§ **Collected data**
PR #66, opened 2018-12-11
Update opam file to OPAM 2 format

Leonidas-from-XIV:
I have a number of maintenance changes and thought that using the OPAM2 format might be a good point to start.

### DIFF
--- a/.gitignore
+++ b/.gitignore
@@ -1,3 +1,4 @@
-_build
+/_build/
+/_opam/
 .merlin
-*.install
+/*.install
--- a/yojson.opam
+++ b/yojson.opam
@@ -1,22 +1,32 @@
-opam-version: "1.2"
+opam-version: "2.0"
 maintainer: "martin@mjambon.com"
 authors: ["Martin Jambon"]
-homepage: "https://mjambon.github.io/mjambon2016/yojson-doc/Yojson.html"
-bug-reports: "https://github.com/mjambon/yojson/issues"
-dev-repo: "https://github.com/mjambon/yojson.git"
-available: [ ocaml-version >= "4.02.3"]
+homepage: "https://github.com/ocaml-community/yojson"
+bug-reports: "https://github.com/ocaml-community/yojson/issues"
+dev-repo: "git+https://github.com/ocaml-community/yojson.git"
+doc: "https://ocaml-community.github.io/yojson/"
 build: [
   ["jbuilder" "subst" "-n" name] {pinned}
   ["jbuilder" "build" "-p" name "-j" jobs]
 ]
-
-build-test: [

§ **GOAL OF THE EXERCISE**
Scan the entries for lines holding the string "jbuilder", then copy every one of them.

§ **RESPONSE**
   ["jbuilder" "subst" "-n" name] {pinned}
   ["jbuilder" "build" "-p" name "-j" jobs]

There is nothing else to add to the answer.